Saved entries:
════════════════
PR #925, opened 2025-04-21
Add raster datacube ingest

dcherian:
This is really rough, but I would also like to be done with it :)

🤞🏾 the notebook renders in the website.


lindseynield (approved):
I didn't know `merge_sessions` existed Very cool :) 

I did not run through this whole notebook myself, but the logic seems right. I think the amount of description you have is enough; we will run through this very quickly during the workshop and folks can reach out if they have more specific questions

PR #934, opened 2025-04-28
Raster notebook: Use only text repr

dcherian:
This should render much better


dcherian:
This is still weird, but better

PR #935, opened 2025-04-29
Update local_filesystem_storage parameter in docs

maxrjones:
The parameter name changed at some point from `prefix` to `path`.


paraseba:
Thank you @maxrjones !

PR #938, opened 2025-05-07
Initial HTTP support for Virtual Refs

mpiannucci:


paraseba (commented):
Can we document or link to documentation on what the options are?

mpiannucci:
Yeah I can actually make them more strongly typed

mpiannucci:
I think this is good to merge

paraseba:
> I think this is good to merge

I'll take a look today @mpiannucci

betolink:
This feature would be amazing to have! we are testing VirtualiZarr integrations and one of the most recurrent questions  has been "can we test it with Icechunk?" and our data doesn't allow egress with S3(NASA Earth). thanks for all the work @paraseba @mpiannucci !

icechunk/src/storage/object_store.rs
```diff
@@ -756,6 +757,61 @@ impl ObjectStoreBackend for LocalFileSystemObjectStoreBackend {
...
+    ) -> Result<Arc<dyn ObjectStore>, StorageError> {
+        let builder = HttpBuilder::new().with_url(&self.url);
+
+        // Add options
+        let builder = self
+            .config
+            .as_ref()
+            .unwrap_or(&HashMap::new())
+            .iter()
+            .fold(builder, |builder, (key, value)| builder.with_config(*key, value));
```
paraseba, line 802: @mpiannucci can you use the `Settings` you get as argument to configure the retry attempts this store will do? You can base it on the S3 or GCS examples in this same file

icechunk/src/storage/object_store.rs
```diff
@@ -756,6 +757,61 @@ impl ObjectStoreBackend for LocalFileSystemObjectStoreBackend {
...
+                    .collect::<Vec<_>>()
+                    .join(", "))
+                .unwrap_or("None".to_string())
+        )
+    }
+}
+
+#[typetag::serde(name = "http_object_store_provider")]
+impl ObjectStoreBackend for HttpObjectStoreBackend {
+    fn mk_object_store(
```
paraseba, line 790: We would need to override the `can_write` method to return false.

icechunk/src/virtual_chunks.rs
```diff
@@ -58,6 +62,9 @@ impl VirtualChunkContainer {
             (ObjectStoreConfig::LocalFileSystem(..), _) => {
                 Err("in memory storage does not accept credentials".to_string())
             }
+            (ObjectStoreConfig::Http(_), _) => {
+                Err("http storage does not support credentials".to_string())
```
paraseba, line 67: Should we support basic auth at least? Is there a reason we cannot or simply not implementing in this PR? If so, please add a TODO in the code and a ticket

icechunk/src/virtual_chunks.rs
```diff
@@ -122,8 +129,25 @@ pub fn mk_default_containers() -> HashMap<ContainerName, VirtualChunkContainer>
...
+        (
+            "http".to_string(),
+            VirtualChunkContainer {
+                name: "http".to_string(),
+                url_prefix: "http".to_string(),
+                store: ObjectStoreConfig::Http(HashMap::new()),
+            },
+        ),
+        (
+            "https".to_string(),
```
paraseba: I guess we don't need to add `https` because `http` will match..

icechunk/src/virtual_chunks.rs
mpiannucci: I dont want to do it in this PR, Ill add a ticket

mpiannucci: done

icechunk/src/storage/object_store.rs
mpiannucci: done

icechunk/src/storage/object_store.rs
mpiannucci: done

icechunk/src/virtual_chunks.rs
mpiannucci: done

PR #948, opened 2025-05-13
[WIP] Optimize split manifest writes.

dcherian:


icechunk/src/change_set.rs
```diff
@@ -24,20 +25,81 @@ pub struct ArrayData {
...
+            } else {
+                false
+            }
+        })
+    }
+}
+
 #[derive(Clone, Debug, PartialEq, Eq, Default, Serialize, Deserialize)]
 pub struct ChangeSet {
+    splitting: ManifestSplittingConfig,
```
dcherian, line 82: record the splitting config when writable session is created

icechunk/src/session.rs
════════════════
__WHAT YOU HAVE TO DO__: In full and without changes, copy the entries above.

__OUTPUT OF THE EXERCISE__:
PR #925, opened 2025-04-21
Add raster datacube ingest

dcherian:
This is really rough, but I would also like to be done with it :)

🤞🏾 the notebook renders in the website.


lindseynield (approved):
I didn't know `merge_sessions` existed Very cool :) 

I did not run through this whole notebook myself, but the logic seems right. I think the amount of description you have is enough; we will run through this very quickly during the workshop and folks can reach out if they have more specific questions

PR #934, opened 2025-04-28
Raster notebook: Use only text repr

dcherian:
This should render much better


dcherian:
This is still weird, but better

PR #935, opened 2025-04-29
Update local_filesystem_storage parameter in docs

maxrjones:
The parameter name changed at some point from `prefix` to `path`.


paraseba:
Thank you @maxrjones !

PR #938, opened 2025-05-07
Initial HTTP support for Virtual Refs

mpiannucci:


paraseba (commented):
Can we document or link to documentation on what the options are?

mpiannucci:
Yeah I can actually make them more strongly typed

mpiannucci:
I think this is good to merge

paraseba:
> I think this is good to merge

I'll take a look today @mpiannucci

betolink:
This feature would be amazing to have! we are testing VirtualiZarr integrations and one of the most recurrent questions  has been "can we test it with Icechunk?" and our data doesn't allow egress with S3(NASA Earth). thanks for all the work @paraseba @mpiannucci !

icechunk/src/storage/object_store.rs
```diff
@@ -756,6 +757,61 @@ impl ObjectStoreBackend for LocalFileSystemObjectStoreBackend {
...
+    ) -> Result<Arc<dyn ObjectStore>, StorageError> {
+        let builder = HttpBuilder::new().with_url(&self.url);
+
+        // Add options
+        let builder = self
+            .config
+            .as_ref()
+            .unwrap_or(&HashMap::new())
+            .iter()
+            .fold(builder, |builder, (key, value)| builder.with_config(*key, value));
```
paraseba, line 802: @mpiannucci can you use the `Settings` you get as argument to configure the retry attempts this store will do? You can base it on the S3 or GCS examples in this same file

icechunk/src/storage/object_store.rs
```diff
@@ -756,6 +757,61 @@ impl ObjectStoreBackend for LocalFileSystemObjectStoreBackend {
...
+                    .collect::<Vec<_>>()
+                    .join(", "))
+                .unwrap_or("None".to_string())
+        )
+    }
+}
+
+#[typetag::serde(name = "http_object_store_provider")]
+impl ObjectStoreBackend for HttpObjectStoreBackend {
+    fn mk_object_store(
```
paraseba, line 790: We would need to override the `can_write` method to return false.

icechunk/src/virtual_chunks.rs
```diff
@@ -58,6 +62,9 @@ impl VirtualChunkContainer {
             (ObjectStoreConfig::LocalFileSystem(..), _) => {
                 Err("in memory storage does not accept credentials".to_string())
             }
+            (ObjectStoreConfig::Http(_), _) => {
+                Err("http storage does not support credentials".to_string())
```
paraseba, line 67: Should we support basic auth at least? Is there a reason we cannot or simply not implementing in this PR? If so, please add a TODO in the code and a ticket

icechunk/src/virtual_chunks.rs
```diff
@@ -122,8 +129,25 @@ pub fn mk_default_containers() -> HashMap<ContainerName, VirtualChunkContainer>
...
+        (
+            "http".to_string(),
+            VirtualChunkContainer {
+                name: "http".to_string(),
+                url_prefix: "http".to_string(),
+                store: ObjectStoreConfig::Http(HashMap::new()),
+            },
+        ),
+        (
+            "https".to_string(),
```
paraseba: I guess we don't need to add `https` because `http` will match..

icechunk/src/virtual_chunks.rs
mpiannucci: I dont want to do it in this PR, Ill add a ticket

mpiannucci: done

icechunk/src/storage/object_store.rs
mpiannucci: done

icechunk/src/storage/object_store.rs
mpiannucci: done

icechunk/src/virtual_chunks.rs
mpiannucci: done

PR #948, opened 2025-05-13
[WIP] Optimize split manifest writes.

dcherian:


icechunk/src/change_set.rs
```diff
@@ -24,20 +25,81 @@ pub struct ArrayData {
...
+            } else {
+                false
+            }
+        })
+    }
+}
+
 #[derive(Clone, Debug, PartialEq, Eq, Default, Serialize, Deserialize)]
 pub struct ChangeSet {
+    splitting: ManifestSplittingConfig,
```
dcherian, line 82: record the splitting config when writable session is created

icechunk/src/session.rs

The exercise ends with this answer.